A problem that I have seen growing for some time within the whole "purpose of sexuality debate" is the downplaying of the difference between male and female and the accenting of the differences in orientations. I don't care if same-sex attraction is completely innate—a position of which I am highly skeptical—the gender of a person is always more determinative of behavior. And behavior, as all men and women know, is what lands you in trouble as far as your relationship with God goes, whether or not there is a risk of pregnancy.

The old cynical line is that men use relationships to get sex and women use sex to get relationships. And although we as Christians want to rise above the wrongful use of others for whatever purpose and enter into a covenant of mutual self-giving, we can't deny the truth of the difference between the genders with regard to sexual urges.

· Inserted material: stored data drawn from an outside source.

PR #825, opened 2020-06-26
Fix a few flakey tests, add more context when logging transport messages

timtay-microsoft:


device/iot-device-client/src/main/java/com/microsoft/azure/sdk/iot/device/transport/IotHubTransportMessage.java
```diff
@@ -293,6 +293,11 @@ public String toString()
             base.append("Request Id [").append(this.requestId).append("] ");
         }
 
+        if (this.getDeviceOperationType() != null && this.getDeviceOperationType() != DeviceOperations.DEVICE_OPERATION_UNKNOWN)
+        {
+            base.append("Device Operation Type [").append(this.getDeviceOperationType()).append("] ");
```
timtay-microsoft, line 298: This information has been useful to me when debugging these flakey tests, and I suspect customer's will appreciate this too

iot-e2e-tests/common/src/test/java/tests/integration/com/microsoft/azure/sdk/iot/iothub/FileUploadTests.java
```diff
@@ -304,7 +304,8 @@ private void verifyNotification(FileUploadNotification fileUploadNotification, F
         try (InputStream inputStream = u.openStream())
         {
             byte[] testBuf = new byte[(int)fileUploadState.fileLength];
-            int testLen = inputStream.read(testBuf,  0, (int)fileUploadState.fileLength);
+            inputStream.read(testBuf,  0, (int)fileUploadState.fileLength);
+            int testLen = (int)fileUploadState.fileLength;
```
timtay-microsoft, line 308: The commit message explains this further, but Android SDKs return -1 when inputStream.read(...) reads no bytes. JDKs return 0 though. For consistency between JDK and android SDK, we shouldn't use this return value

iot-e2e-tests/common/src/test/java/tests/integration/com/microsoft/azure/sdk/iot/iothub/setup/DeviceTwinCommon.java
```diff
@@ -159,25 +160,20 @@ public static Collection inputs() throws Exception
     // How much to wait until a message makes it to the server, in milliseconds
     protected static final Integer SEND_TIMEOUT_MILLISECONDS = 60000;
 
-    public enum STATUS
```
timtay-microsoft, line 162: This status class was used to simplify twin callbacks, but it hid useful information for failure cases. Knowing why a callback fired back with an unsuccessful state is important to log when the test fails

iot-e2e-tests/common/src/test/java/tests/integration/com/microsoft/azure/sdk/iot/iothub/setup/DeviceTwinCommon.java
```diff
@@ -230,13 +226,18 @@ public void PropertyCall(String propertyKey, Object propertyValue, Object contex
             }
         }
 
-        public synchronized void createNewReportedProperties(int maximumPropertiesToCreate)
+        public synchronized Set<Property> createNewReportedProperties(int maximumPropertiesToCreate)
         {
+            Set<Property> newProperties = new HashSet<>();
```
timtay-microsoft, line 231: only return the newly created property

iot-e2e-tests/common/src/test/java/tests/integration/com/microsoft/azure/sdk/iot/iothub/twin/ReportedPropertiesTests.java
```diff
@@ -81,14 +85,14 @@ public void run()
                 {
                     try
                     {
-                        deviceUnderTest.dCDeviceForTwin.createNewReportedProperties(1);
-                        internalClient.sendReportedProperties(deviceUnderTest.dCDeviceForTwin.getReportedProp());
+                        Set<Property> newReportedProperties = deviceUnderTest.dCDeviceForTwin.createNewReportedProperties(1);
+                        internalClient.sendReportedProperties(newReportedProperties);
```
timtay-microsoft, line 89: It's important to only send this thread's new reported property. If it sends the device's full reported property set, then iothub will receive conflicting sets of properties. 

We would send two twin messages to hub. one with:
```
{
  "key1":"oldValue1",
  "key2":"someUpdatedValue2"
}
```

and another with 

```
{
  "key1":"someUpdatedValue1",
  "key2":"someUpdatedValue2"
}
```

but iothub may process them out of order, and the resulting twin representation on the service side could be either

```
{
  "key1":"someUpdatedValue1",
  "key2":"someUpdatedValue2"
}
```

or the incorrect representation

```
{
  "key1":"oldValue1",
  "key2":"someUpdatedValue2"
}
```

timtay-microsoft: The test would fail in the latter case because it was expecting a final state of 
```
{
  "key1":"someUpdatedValue1",
  "key2":"someUpdatedValue2"
}
```

iot-e2e-tests/common/src/test/java/tests/integration/com/microsoft/azure/sdk/iot/iothub/twin/ReportedPropertiesTests.java
```diff
@@ -153,31 +157,31 @@ public void testUpdateReportedPropertiesMultiThreaded() throws IOException, Inte
...
-                }
-                catch (IOException | InterruptedException e)
+                @Override
+                public void run()
                 {
-                    fail(CorrelationDetailsLoggingAssert.buildExceptionMessage("Unexpected exception occurred during sending reported properties: " + Tools.getStackTraceFromThrowable(e), internalClient));
+                    try
+                    {
+                        Set<Property> updatedProperties = deviceUnderTest.dCDeviceForTwin.updateExistingReportedProperty(index);
+                        internalClient.sendReportedProperties(updatedProperties);
```
timtay-microsoft, line 175: Again, only send the reported properties that belong to this thread. See above for why

iot-e2e-tests/common/src/test/java/tests/integration/com/microsoft/azure/sdk/iot/iothub/twin/ReportedPropertiesTests.java
timtay-microsoft: So the fix here is to just send one property at a time, as it gets updated.

```
{
  "key1":"someUpdatedValue1"
}
```

and

```
{
  "key2":"someUpdatedValue2"
}
```

so that iothub's representation of this twin will always be 

```
{
  "key1":"someUpdatedValue1",
  "key2":"someUpdatedValue2"
}
```

device/iot-device-client/src/main/java/com/microsoft/azure/sdk/iot/device/transport/IotHubTransportMessage.java
timtay-microsoft: This will log if a message is a twin subscription message, method subscription message, etc.

iot-e2e-tests/common/src/test/java/tests/integration/com/microsoft/azure/sdk/iot/iothub/FileUploadTests.java
azabbasi: that is unfortunate ... good thinking.

iot-e2e-tests/common/src/test/java/tests/integration/com/microsoft/azure/sdk/iot/iothub/setup/DeviceTwinCommon.java
```diff
@@ -159,25 +160,20 @@ public static Collection inputs() throws Exception
...
-        SUCCESS, FAILURE, UNKNOWN
-    }
-
     public class DeviceTwinStatusCallBack implements IotHubEventCallback
     {
         public void execute(IotHubStatusCode status, Object context)
         {
             DeviceState state = (DeviceState) context;
 
-            //On failure, Don't update status any further
```
azabbasi, line 173: how is this going to affect the callback? is this considered a breaking change?

iot-e2e-tests/common/src/test/java/tests/integration/com/microsoft/azure/sdk/iot/iothub/setup/DeviceTwinCommon.java
```diff
@@ -259,8 +260,9 @@ public synchronized void updateAllExistingReportedProperties()
             }
         }
 
-        public synchronized void updateExistingReportedProperty(int index)
+        public synchronized Set<Property> updateExistingReportedProperty(int index)
```
azabbasi, line 263: this method is no longer doing what its name implies does it? it's creating and returning a new set

iot-e2e-tests/common/src/test/java/tests/integration/com/microsoft/azure/sdk/iot/iothub/setup/DeviceTwinCommon.java
timtay-microsoft: This is in the test code, so it isn't a breaking change, no

iot-e2e-tests/common/src/test/java/tests/integration/com/microsoft/azure/sdk/iot/iothub/setup/DeviceTwinCommon.java
timtay-microsoft: It still does what it says. It only returns the property that was updated, but that returned property did already exist

timtay-microsoft: By the way, this and other methods always return Set<Property> even when only one property is in the set. The reason for this is so that the test method can use this returned value directly when calling "sendReportedProperties(Set<Property>)" instead of building the set after calling this method

iot-e2e-tests/common/src/test/java/tests/integration/com/microsoft/azure/sdk/iot/iothub/setup/DeviceTwinCommon.java
azabbasi: ah, the file path threw me off

iot-e2e-tests/common/src/test/java/tests/integration/com/microsoft/azure/sdk/iot/iothub/setup/DeviceTwinCommon.java
azabbasi: I see, so it updates the existing and also returns a new set as a return value. fair.

PR #826, opened 2020-06-26
refactor(iot-dev): Use wait and notify to cut down on useless thread creation in transport layer

timtay-microsoft:
The current design of the device client library periodically spawns threads to handle sending and receiving messages as well as invoking callbacks. The device client will spawn these threads regardless of if any messages actually need to be sent/received, though.

With this change, the send/receive threads will instead wait until a message requires them to wake up. This will cut down on thread creation during less busy times without sacrificing performance during busy times

The second commit for this PR makes our DeviceIO layer more responsive to connection change events. Previously, if the transport layer went into reconnecting mode, the device IO layer would still spawn send/receive threads repeatedly even though they would be unable to send/receive anything since the transport isn't connected.

### DIFF
--- a/device/iot-device-client/src/main/java/com/microsoft/azure/sdk/iot/device/DeviceIO.java
+++ b/device/iot-device-client/src/main/java/com/microsoft/azure/sdk/iot/device/DeviceIO.java
@@ -191,6 +191,11 @@ public final class DeviceIO
         this.receiveTask = new IotHubReceiveTask(this.transport);
 
         this.taskScheduler = Executors.newScheduledThreadPool(2);
+
+        // Note that even though these threads are scheduled at a fixed interval, the sender/receiver threads will wait
+        // if no messages are available to process. These waiting threads will still count against the pool size defined above,
+        // so threads will not be needlessly scheduled during times when this SDK has no messages to process.
+
         // the scheduler waits until each execution is finished before
         // scheduling the next one, so executions of a given task
         // will never overlap.
--- a/device/iot-device-client/src/main/java/com/microsoft/azure/sdk/iot/device/DeviceIO.java
+++ b/device/iot-device-client/src/main/java/com/microsoft/azure/sdk/iot/device/DeviceIO.java
@@ -4,6 +4,7 @@
 package com.microsoft.azure.sdk.iot.device;
 
 import com.microsoft.azure.sdk.iot.device.exceptions.DeviceClientException;
+import com.microsoft.azure.sdk.iot.device.transport.IotHubConnectionStatus;
 import com.microsoft.azure.sdk.iot.device.transport.IotHubReceiveTask;
 import com.microsoft.azure.sdk.iot.device.transport.IotHubSendTask;
 import com.microsoft.azure.sdk.iot.device.transport.IotHubTransport;
@@ -68,14 +69,8 @@ import java.util.concurrent.TimeUnit;
  * The task scheduler for sending and receiving messages for the Device Client
  */
 @Slf4j
-public final class DeviceIO
+public final class DeviceIO implements IotHubConnectionStatusChangeCallback
 {
-    /** The state of the IoT Hub client's connection with the IoT Hub. */
-    protected enum IotHubClientState
-    {
-        OPEN, CLOSED
-    }
-
     private long sendPeriodInMilliseconds;
     private long receivePeriodInMilliseconds;
 
@@ -86,7 +81,7 @@ public final class DeviceIO
     private IotHubClientProtocol protocol = null;
 
     private ScheduledExecutorService taskScheduler;
-    private IotHubClientState state;
+    private IotHubConnectionStatus state;
 
     private List<DeviceClientConfig> deviceClientConfigs = new LinkedList<>();
 
@@ -119,14 +114,14 @@ public final class DeviceIO
         this.receivePeriodInMilliseconds = receivePeriodInMilliseconds;
 
         /* Codes_SRS_DEVICE_IO_21_006: [The constructor shall set the `state` as `DISCONNECTED`.] */
-        this.state = IotHubClientState.CLOSED;
+        this.state = IotHubConnectionStatus.DISCONNECTED;
 
         if (protocol == IotHubClientProtocol.AMQPS_WS || protocol == IotHubClientProtocol.MQTT_WS)
         {
             this.config.setUseWebsocket(true);
         }
 
-        this.transport = new IotHubTransport(config);
+        this.transport = new IotHubTransport(config, this);
 
         /* Codes_SRS_DEVICE_IO_21_037: [The constructor shall initialize the `sendPeriodInMilliseconds` with default value of 10 milliseconds.] */
         this.sendPeriodInMilliseconds = sendPeriodInMilliseconds;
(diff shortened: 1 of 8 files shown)


device/iot-device-client/src/main/java/com/microsoft/azure/sdk/iot/device/DeviceIO.java
```diff
@@ -68,14 +69,8 @@
  * The task scheduler for sending and receiving messages for the Device Client
  */
 @Slf4j
-public final class DeviceIO
+public final class DeviceIO implements IotHubConnectionStatusChangeCallback
 {
-    /** The state of the IoT Hub client's connection with the IoT Hub. */
-    protected enum IotHubClientState
```
timtay-microsoft, line 74: This type was pretty redundant, and couldn't capture the same state as the IotHubTransport layer had, so I removed this type and just re-used the IotHubConnectionStatus class for this purpose

device/iot-device-client/src/main/java/com/microsoft/azure/sdk/iot/device/DeviceIO.java
```diff
@@ -119,22 +114,22 @@
...
-        this.state = IotHubClientState.CLOSED;
+        this.state = IotHubConnectionStatus.DISCONNECTED;
 
         if (protocol == IotHubClientProtocol.AMQPS_WS || protocol == IotHubClientProtocol.MQTT_WS)
         {
             this.config.setUseWebsocket(true);
         }
 
-        this.transport = new IotHubTransport(config);
+        this.transport = new IotHubTransport(config, this);
```
timtay-microsoft, line 124: Passing ```this``` in as a parameter so that the transpor layer can callback up to this layer when the connection status changes

device/iot-device-client/src/main/java/com/microsoft/azure/sdk/iot/device/DeviceIO.java
```diff
@@ -161,10 +156,6 @@ void open() throws IOException
         {
             throw new IOException("Could not open the connection", e);
         }
-
-        /* Codes_SRS_DEVICE_IO_21_014: [The open shall schedule receive tasks to run every receivePeriodInMilliseconds milliseconds.] */
-        /* Codes_SRS_DEVICE_IO_21_016: [The open shall set the `state` as `CONNECTED`.] */
-        commonOpenSetup();
```
timtay-microsoft, line 167: This logic was moved to the connection status callback. That way, this method (which starts up the send/receive thread pool) gets called every time the client goes from DISCONNECTED or DISCONNECTED_RETRYING to CONNECTED. This allows the thread pool to not be active during DISCONNECTED_RETRYING

device/iot-device-client/src/main/java/com/microsoft/azure/sdk/iot/device/DeviceIO.java
```diff
@@ -429,4 +425,25 @@ public void registerConnectionStatusChangeCallback(IotHubConnectionStatusChangeC
         //Codes_SRS_DEVICE_IO_34_020: [This function shall register the callback with the transport.]
         this.transport.registerConnectionStatusChangeCallback(statusChangeCallback, callbackContext);
     }
+
+    /*
+     * IotHubTransport layer will notify this layer when the connection is established and when it is lost. This layer should start/stop
+     * the send/receive threads accordingly
+     */
+    @Override
+    public void execute(IotHubConnectionStatus status, IotHubConnectionStatusChangeReason statusChangeReason, Throwable throwable, Object callbackContext)
```
timtay-microsoft, line 434: this method will be called back from the transport layer every time the state changes. This class should start/stop the send/receive thread pool and then update its own state to be consistent with the transport state

device/iot-device-client/src/main/java/com/microsoft/azure/sdk/iot/device/transport/IotHubReceiveTask.java
```diff
@@ -32,11 +40,24 @@ public void run()
...
+            // wait on the IoTHubTransport layer to notify this thread that a received message is ready to be handled.
+            if (this.transport.getProtocol() != IotHubClientProtocol.HTTPS)
+            {
+                synchronized (this.receiveThreadLock)
+                {
+                    if (!this.transport.hasReceivedMessagesToHandle() && !this.transport.isClosed())
+                    {
+                        // AMQP and MQTT layers will notify the IoTHubTransport layer once a message arrives, and at
+                        // that time, this thread will be notified to handle them.
+                        this.receiveThreadLock.wait();
```
timtay-microsoft, line 53: See [here](https://www.baeldung.com/java-wait-notify#the-wait-method) for a more in-depth explanation on wait/notify, but the short of it is that this thread goes dormant until notified. When dormant, this thread has minimal performance impact on the machine running the SDK

device/iot-device-client/src/main/java/com/microsoft/azure/sdk/iot/device/DeviceIO.java
```diff
@@ -185,24 +177,30 @@ void addClient(DeviceClientConfig config)
     /**
      * Handles logic common to all open functions.
      */
-    private void commonOpenSetup()
+    private void startWorkerThreads()
     {
         this.sendTask = new IotHubSendTask(this.transport);
         this.receiveTask = new IotHubReceiveTask(this.transport);
 
-        this.taskScheduler = Executors.newScheduledThreadPool(2);
```
timtay-microsoft, line 193: Splitting this into two separate schedulers so that there is no chance of this thread pool of size 2 having two send tasks active at once, and both waiting for work to arrive. If that were to happen, then no receive threads will spawn, so any received messages will be stuck.

device/iot-device-client/src/main/java/com/microsoft/azure/sdk/iot/device/DeviceIO.java
```diff
@@ -146,7 +142,7 @@
     void open() throws IOException
     {
         /* Codes_SRS_DEVICE_IO_21_007: [If the client is already open, the open shall do nothing.] */
-        if (this.state == IotHubClientState.OPEN)
+        if (this.state == IotHubConnectionStatus.CONNECTED || this.state == IotHubConnectionStatus.DISCONNECTED_RETRYING)
```
abhipsaMisra, line 145: how are these managed when calls are made in parallel - i.e. I call open() over one thread, and then close() over another thread, at the same time.

device/iot-device-client/src/main/java/com/microsoft/azure/sdk/iot/device/DeviceIO.java
```diff
@@ -429,4 +432,33 @@ public void registerConnectionStatusChangeCallback(IotHubConnectionStatusChangeC
...
+                this.receiveTaskScheduler.shutdown();
+            }
+        }
+        else if (status == IotHubConnectionStatus.CONNECTED)
+        {
+            // Restart the task scheduler so that send/receive tasks start spawning again
+            this.startWorkerThreads();
+        }
+
+        this.state = status;
```
abhipsaMisra, line 462: shouldn't these status updates be made over a lock?

device/iot-device-client/src/main/java/com/microsoft/azure/sdk/iot/device/DeviceIO.java
timtay-microsoft: I can add a state lock for that, sure. Right now, we just hope customers don't do that

device/iot-device-client/src/main/java/com/microsoft/azure/sdk/iot/device/DeviceIO.java
timtay-microsoft: Sure, I'll protect this with the same lock that I'll add for open/close

PR #828, opened 2020-06-26
Run TPM tests in serial

timtay-microsoft:
~~Two small e2e test changes~~. The TPM tests need to run in serial since they each need exclusive access to the tpm simulator in order to pass.

~~The twin tear down logic should never throw an exception that causes the test to fail since the teardown logic is part of what's being tested~~

### DIFF
--- a/iot-e2e-tests/common/pom.xml
+++ b/iot-e2e-tests/common/pom.xml
@@ -93,6 +93,12 @@
             <version>1.18.8</version>
             <scope>provided</scope>
         </dependency>
+        <dependency>
+            <groupId>net.jcip</groupId>
+            <artifactId>jcip-annotations</artifactId>
+            <version>1.0</version>
+            <scope>test</scope>
+        </dependency>
     </dependencies>
     <build>
         <plugins>
--- a/iot-e2e-tests/common/src/test/java/tests/integration/com/microsoft/azure/sdk/iot/iothub/setup/DeviceTwinCommon.java
+++ b/iot-e2e-tests/common/src/test/java/tests/integration/com/microsoft/azure/sdk/iot/iothub/setup/DeviceTwinCommon.java
@@ -373,7 +373,7 @@ public class DeviceTwinCommon extends IntegrationTest
         }
     }
 
-    public void tearDownTwin(DeviceState deviceState) throws IOException
+    public void tearDownTwin(DeviceState deviceState)
     {
         // tear down twin on device client
         if (deviceState != null)
@@ -394,7 +394,14 @@ public class DeviceTwinCommon extends IntegrationTest
         }
         if (internalClient != null)
         {
-            internalClient.closeNow();
+            try
+            {
+                internalClient.closeNow();
+            }
+            catch (IOException e)
+            {
+                // Ignore, the test isn't about being able to close the client
+            }
             internalClient = null;
         }
     }
--- a/iot-e2e-tests/common/src/test/java/tests/integration/com/microsoft/azure/sdk/iot/iothub/setup/DeviceTwinCommon.java
+++ b/iot-e2e-tests/common/src/test/java/tests/integration/com/microsoft/azure/sdk/iot/iothub/setup/DeviceTwinCommon.java
@@ -373,7 +373,7 @@ public class DeviceTwinCommon extends IntegrationTest
         }
     }
 
-    public void tearDownTwin(DeviceState deviceState)
+    public void tearDownTwin(DeviceState deviceState) throws IOException
     {
         // tear down twin on device client
         if (deviceState != null)
@@ -394,14 +394,7 @@ public class DeviceTwinCommon extends IntegrationTest
         }
         if (internalClient != null)
         {
-            try
-            {
-                internalClient.closeNow();
-            }
-            catch (IOException e)
-            {
-                // Ignore, the test isn't about being able to close the client
-            }
+            internalClient.closeNow();
             internalClient = null;
         }
     }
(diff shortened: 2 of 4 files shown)


iot-e2e-tests/common/pom.xml
```diff
@@ -93,6 +93,12 @@
             <version>1.18.8</version>
             <scope>provided</scope>
         </dependency>
+        <dependency>
+            <groupId>net.jcip</groupId>
+            <artifactId>jcip-annotations</artifactId>
+            <version>1.0</version>
+            <scope>test</scope>
+        </dependency>
```
timtay-microsoft, line 101: This dependency gives us the NotThreadSafe annotation

iot-e2e-tests/common/src/test/java/tests/integration/com/microsoft/azure/sdk/iot/iothub/setup/DeviceTwinCommon.java
```diff
@@ -394,7 +394,14 @@ public void tearDownTwin(DeviceState deviceState) throws IOException
...
         if (internalClient != null)
         {
-            internalClient.closeNow();
+            try
+            {
+                internalClient.closeNow();
+            }
+            catch (IOException e)
+            {
+                // Ignore, the test isn't about being able to close the client
```
azabbasi, line 403: why does it throw in those flaky instances? doesn't that indicate a problem? doesn't swallowing that exception mean we are ignoring a potential issue?

timtay-microsoft: We have tests where closing the client is part of the code under test, but this isn't one of them

iot-e2e-tests/common/src/test/java/tests/integration/com/microsoft/azure/sdk/iot/provisioning/setup/ProvisioningCommon.java
```diff
@@ -141,17 +141,29 @@ public static Collection inputsCommon(AttestationType attestationType)
...
-                                    {ProvisioningDeviceClientTransportProtocol.AMQPS, attestationType},
-                                    {ProvisioningDeviceClientTransportProtocol.AMQPS_WS, attestationType}
-
-                                    //MQTT/MQTT_WS does not support tpm attestation
-                                    //{ProvisioningDeviceClientTransportProtocol.MQTT, attestationType},
-                                    //{ProvisioningDeviceClientTransportProtocol.MQTT_WS, attestationType},
-                            });
+            if (!isPullRequest)
+            {
+                //TODO TPM tests are flakey, so only run them for CI and nightly builds
```
bikamani, line 146: did you forget to remove this?

timtay-microsoft: No, this is more of an explanation of why we don't run these tests for pull request builds

iot-e2e-tests/common/src/test/java/tests/integration/com/microsoft/azure/sdk/iot/provisioning/setup/ProvisioningCommon.java
```diff
@@ -141,17 +141,29 @@ public static Collection inputsCommon(AttestationType attestationType)
...
+                return Arrays.asList(
+                        new Object[][]
+                                {
+                                        {ProvisioningDeviceClientTransportProtocol.HTTPS, attestationType},
```
bikamani, line 150: So was this not referenced earlier?

iot-e2e-tests/common/src/test/java/tests/integration/com/microsoft/azure/sdk/iot/provisioning/setup/ProvisioningCommon.java
timtay-microsoft: The TODO is just me being optimistic that we will eventually fix these tests to not be flakey

iot-e2e-tests/common/src/test/java/tests/integration/com/microsoft/azure/sdk/iot/provisioning/setup/ProvisioningCommon.java
timtay-microsoft: The TPM tests were being run previously. They were just returned as inputs above alongside x509 and symmetric key. This PR just splits the TPM tests into their own class so they can be run in serial while still running the x509 and symmetric key tests in parallel

iot-e2e-tests/common/src/test/java/tests/integration/com/microsoft/azure/sdk/iot/iothub/setup/DeviceTwinCommon.java
azabbasi: that doesn't explain why it throws here though

timtay-microsoft: I can take this out for now. I'm more interested in the TPM changes anyways

timtay-microsoft: I was under the impression that we generally don't fail a test if the cleanup fails, but this may be worth more discussion

PR #831, opened 2020-07-01
fix(iot-dev): Fix issue where clients couldn't queue messages while reconnecting

timtay-microsoft:
InternalClient methods such as subscribeToTwinDesiredProperties check this ```isOpen()``` method before queueing messages.

The previous behavior was to allow users to queue messages and send subscription messages even when the client is in a reconnecting state.

### DIFF
--- a/device/iot-device-client/src/main/java/com/microsoft/azure/sdk/iot/device/DeviceIO.java
+++ b/device/iot-device-client/src/main/java/com/microsoft/azure/sdk/iot/device/DeviceIO.java
@@ -146,7 +146,7 @@ public final class DeviceIO implements IotHubConnectionStatusChangeCallback
     {
         synchronized (this.stateLock)
         {
-            if (this.state == IotHubConnectionStatus.CONNECTED || this.state == IotHubConnectionStatus.DISCONNECTED_RETRYING)
+            if (this.isOpen())
             {
                 return;
             }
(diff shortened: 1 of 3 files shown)


device/iot-device-client/src/main/java/com/microsoft/azure/sdk/iot/device/DeviceIO.java
```diff
@@ -400,12 +400,13 @@ public IotHubClientProtocol getProtocol()
     /**
      * Getter for the connection state.
      *
-     * @return a boolean true if the connection is open, or false if it is closed.
+     * @return a boolean true if the connection is open or reconnecting, and false otherwise.
      */
```
prmathur-microsoft, line 404: 👍

device/iot-device-client/src/main/java/com/microsoft/azure/sdk/iot/device/DeviceIO.java
```diff
@@ -146,7 +146,7 @@ void open() throws IOException
     {
         synchronized (this.stateLock)
         {
-            if (this.state == IotHubConnectionStatus.CONNECTED || this.state == IotHubConnectionStatus.DISCONNECTED_RETRYING)
+            if (this.isOpen())
```
prmathur-microsoft, line 149: Do we already have e2e/UT reflecting this behavior?

timtay-microsoft: Just added a unit test for this

timtay-microsoft: Some of our e2e tests were already hitting this issue sometimes which is why I caught this in the first place

prmathur-microsoft: 👍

There is a mistaken belief out having to do with gay men, that they can most easily be compared to women. Unfortunately this seems to lead people to forget that their bodies are still male and they have the same fundamental hormones that heterosexuals do.

Perhaps on the surface gay men exhibit feminine traits to attract other men. But having had some experience being around them, they remind me more of men who have not learned to control their male urges, and maybe they would rather not learn. Hence they form sexual relationships with other men so they don't have to.

I'm sure this observation is very offensive to some homosexuals, but the same observation about sexual immaturity and irresponsibility can be made about other men in general. Sports teams, for example; remember the Duke LaCrosse team? In my hometown, the few gang-rape scandals had to do with drunk girls and the HS football team.

But going back to male effeminacy—are gay men really more like women, or are they simulating secondary characteristics? Can we all acknowledge that they are not trying to be more like women in the sex drive department? For example, one gay guy I knew in Pittsburgh wanted to fix me up with his female cousin whom, he assured me, had enormous breasts. I seriously never heard any other human talk about his own relative this way. But it cannot be doubted that this is men's locker room talk, not women's.

Andy Warhol made close study of men who worked extremely hard to look like women consciously, i.e., drag queens. He made these astute observations in his book The Philosophy of Andy Warhol. Excerpt:

Among other things, drag queens are living testimony to the way women used to want to be, the way some people still want them to be, and the way some women still actually want to be. Drags are ambulatory archives of ideal moviestar womanhood. They perform a documentary service, usually consecrating their lives to keeping the glittering alternative alive and available for (not-too-close) inspection.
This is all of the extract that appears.